I have a recent paper on vixra: Correlation of - Cos θ Between Measurements in a Bell's Inequality Experiment Simulation Calculated Using Local Hidden Variables
http://vixra.org/abs/1610.0327
In the paper I take Susskind's example of how QM breaks a Bell's Inequality and make a computer simulation using local hidden variables of artificial particles. I obtain exactly (by the dot product projections onto the detector vectors) the same QM values for the proportions which break the inequality as calculated by Susskind. Clearly, my simulation is finding fractional projection proportions of exact unit particle vectors onto exact detector vectors. QM gets the same proportions without knowing the individual particle vectors. But as the answers are the same, the QM proportions are statistically estimated fractional projection values onto exact detector vectors. And these break the inequality.
Having established that the QM proportions breaking the inequality are, or at least match in value, fractional projections onto exact detector vectors, I then calculated the quantum correlation using a similar, local method. Knowing the exact particle vectors allows the fractional projection on each detector for each particle separately, and these fractional values can be correlated. They give the disattenuated quantum correlation (i.e 0.707 for 45 degrees) rather than the mundane, truncated, Bell-limited correlation (0.5). It is also a standard formula that a correlation between two exact vectors is cos theta where cos 45 degrees = 0.707. So my simulation has used proportions on exact detector vectors, and correlations on similar proportions to break the inequality for both proportions and correlations.
All the above is based on real, local, hidden variables of the particles. The particles' exact vectors need to be known for the simulations, whereas QM can estimate the proportions without knowing the hidden variables. And it is great that QM can do this. But unfortunately QM cannot cope with the two dimensional nature of a correlation. QM cannot derive the quantum correlation between exact detector vectors that I have simulated.

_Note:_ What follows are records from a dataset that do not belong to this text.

PR #893, opened 2023-01-20
Adding Friction Factor Config Option

### LINKED ISSUE #890: Adding friction factor correlations for spiral wound membranes
### Description

Add a configuration argument to our membrane models that allows the selection of friction factor correlation.

### Motivation

Currently, our reverse osmosis and related membrane models use a friction factor correlation that is actually specific to a flat-sheet membrane module with specific spacer and channel geometry, from work by Guillen & Hoek. This relationship was utilized in @TimBartholomew 's paper(s) on OARO and general modeling of membrane modules; it was also used in @adam-a-a 's paper on OARO and other osmotically mediated approaches. This is the reason why we kept this friction factor correlation around until now.

However, it would make sense to add alternatives for estimating friction factor, especially ones that are meant to be more general. I propose starting with the classic relationship for spiral wound membranes based on work by Schock & Miquel, 1987. There are other key papers in the literature that we could also look to, such as, but not limited to, work by Da Costa et al, circa 1994.

### Possible Implementation

We can add a configuration argument to our membrane channel base control volume that allows specification of friction factor correlation.

### Additional Context

The classic relationship for spiral wound membranes is simply 

`f = 6.23 * Re**-0.3`

MarcusHolly:
## Fixes/Resolves:

Issue #890 

### Legal Acknowledgement


watertap/unit_models/tests/test_osmotically_assisted_reverse_osmosis_0D.py
```diff
@@ -216,6 +217,25 @@ def test_option_pressure_change_calculated():
...
+        has_pressure_change=True,
+        concentration_polarization_type=ConcentrationPolarizationType.calculated,
+        mass_transfer_coefficient=MassTransferCoefficient.calculated,
+        pressure_change_type=PressureChangeType.calculated,
+        friction_factor=FrictionFactor.spiral_wound,
+    )
+
+    assert m.fs.unit.config.friction_factor == FrictionFactor.spiral_wound
+    assert isinstance(m.fs.unit.feed_side.velocity, Var)
+    assert isinstance(m.fs.unit.feed_side.friction_factor_darcy, Var)
```
bknueven: You should test instead for the existence of the different constraint. I think you'll find that the option isn't begin propagated correctly. (Which is probably also an issue on #872...)

bknueven (changes requested):

watertap/unit_models/tests/test_osmotically_assisted_reverse_osmosis_0D.py
```diff
@@ -216,6 +217,24 @@ def test_option_pressure_change_calculated():
...
+        property_package=m.fs.properties,
+        has_pressure_change=True,
+        concentration_polarization_type=ConcentrationPolarizationType.calculated,
+        mass_transfer_coefficient=MassTransferCoefficient.calculated,
+        pressure_change_type=PressureChangeType.calculated,
+        friction_factor=FrictionFactor.spiral_wound,
+    )
+
+    assert m.fs.unit.config.friction_factor == FrictionFactor.spiral_wound
+    assert isinstance(m.fs.unit.eq_friction_factor_spiral_wound, Constraint)
```
MarcusHolly: My guess is that I just need to edit this line to `m.fs.???.eq_friction_factor_spiral_wound` since I don't think this constraint actually exists on the unit model (only in the membrane channel base), but I'm not sure what the "???" should be.

EDIT: Changing it to `m.fs.feed_side.eq_friction_factor_spiral_wound` has the following error: 
 AttributeError: '_ScalarMembraneChannel0DBlock' object has no attribute 'eq_friction_factor_spiral_wound'

watertap/unit_models/tests/test_reverse_osmosis_0D.py
```diff
@@ -193,6 +195,25 @@ def test_option_pressure_change_calculated():
...
+        concentration_polarization_type=ConcentrationPolarizationType.calculated,
+        mass_transfer_coefficient=MassTransferCoefficient.calculated,
+        pressure_change_type=PressureChangeType.calculated,
+        friction_factor=FrictionFactor.spiral_wound,
+    )
+
+    assert m.fs.unit.config.friction_factor == FrictionFactor.spiral_wound
+    assert isinstance(m.fs.unit.feed_side.velocity, Var)
+    assert isinstance(m.fs.unit.feed_side.eq_friction_factor_spiral_wound, Constraint)
+
```
adam-a-a, line 217: I think you should do the same check for the other side of the membrane since this is OARO (counterflow operation).

adam-a-a: Additionally, it'd be nice to solve the model and check the solutions for friction factor values

adam-a-a (changes requested):
Looks good- just a couple suggested tests that I think you can add.

watertap/unit_models/tests/test_reverse_osmosis_0D.py
MarcusHolly: Thanks for the suggestions. I assume you meant to point to the oaro test file and not the RO0D test file (the variable & constraint in question do not exist on the permeate side of RO0D or RO1D)

watertap/unit_models/tests/test_osmotically_assisted_reverse_osmosis_0D.py
```diff
@@ -216,6 +217,29 @@ def test_option_pressure_change_calculated():
...
+        pressure_change_type=PressureChangeType.calculated,
+        friction_factor=FrictionFactor.spiral_wound,
+    )
+
+    assert m.fs.unit.config.friction_factor == FrictionFactor.spiral_wound
+    assert isinstance(m.fs.unit.feed_side.velocity, Var)
+    assert isinstance(m.fs.unit.feed_side.eq_friction_factor_spiral_wound, Constraint)
+    assert isinstance(m.fs.unit.permeate_side.velocity, Var)
+    assert isinstance(
+        m.fs.unit.permeate_side.eq_friction_factor_spiral_wound, Constraint
```
bknueven: @adam-a-a @MarcusHolly the new OARO test function does check the permeate side ...

bknueven (approved):
@adam-a-a I think your comments have been addressed.

watertap/unit_models/tests/test_osmotically_assisted_reverse_osmosis_0D.py
MarcusHolly: Yep, I was just saying that the code Adam pointed to in his comment was for the 0D RO file (and not OARO like his comment suggested). Anyways, everything should be good to go now

watertap/unit_models/tests/test_reverse_osmosis_1D.py
```diff
@@ -881,6 +904,259 @@ def testReverseOsmosis_cp_calculated_kf_calculated(self):
             m.fs.unit.mixed_permeate[0].flow_mass_phase_comp["Liq", "NaCl"]
         )
 
+    @pytest.mark.component
+    def testRO_Pdrop_calculation(self):
+        m = ConcreteModel()
```
luohezhiming: A little bit unsure why this test is added in this PR? Don't we include it for other tests or anything changed?

MarcusHolly: Good catch - I  added it in this PR because I thought it was missing. 0D RO and 0D OARO both have a test called Pdrop_calculation that makes sure the system works when PressureChangeType is set to calculated, but `def RO_frame` actually covers that in this file.

luohezhiming: Yeah, so no need for this test, other things look good to me!

luohezhiming (approved):
Good work!

adam-a-a (approved):
LGTM- the only thing I thought of changing was the constraint name to be the same regardless of the config option selected (e.g., `eq_friction_factor`). However, that isn't critical so I won't hold this up any longer.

For me that should be end-of-game as my simulations show there is nothing spooky about breaking Bell's Inequality using exact fractional values on exact vectors. But QM cannot do the same for correlations on exact vectors, and it must be shown that QM can do this job. So instead ..... CHSH theory bases its calculation on the correlations between fuzzy vectors-on-a-hemisphere! Alice's and Bob's measurements are fuzzy vectors on a hemisphere as they have compactified the rich data of the particle's directions into binary outcomes where +1 represents one hemisphere and -1 represents the the complementary hemisphere. This loss of information in going from exact to fuzzy vectors is a form of loss of precision in measurement. The loss of precision is a loss of reliability of measurement. Loss of reliability of measurement is well known to attenuate a correlation, eg from 0.707 down to 0.5. But QM must be shown to have the power to calculate the disattenuated quantum correlation direct, so here is where the spooky non-locality enters the picture through trying to correlate two fuzzy vectors in order to get the same correlation as one gets between the two exact vectors.

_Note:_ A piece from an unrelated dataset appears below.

PR #894, opened 2023-01-20
Adds Pressure Effect into Water Specific Enthalpy

MarcusHolly:
## Summary/Motivation:
These changes are very similar to those made in PR #853 for the seawater prop pack, but in this case, the salinity terms in rule_enth_mass_phase are ignored (set equal to 0).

I am currently writing a further vixra paper on the topic of CHSH results. I have simulated a CHSH S = 2.5 statistic by starting with a CHSH S = 2 statistic involving 16*8 measurements of A and B in total. Then maliciously (rather than randomly) tweaking just 4 of the 128 measurements by reversing their signs, sends S from 2 to 2.5. A 2015 real experiment reports S = 2.4 where they are aiming for 2.818 and trying to rise above 2.0.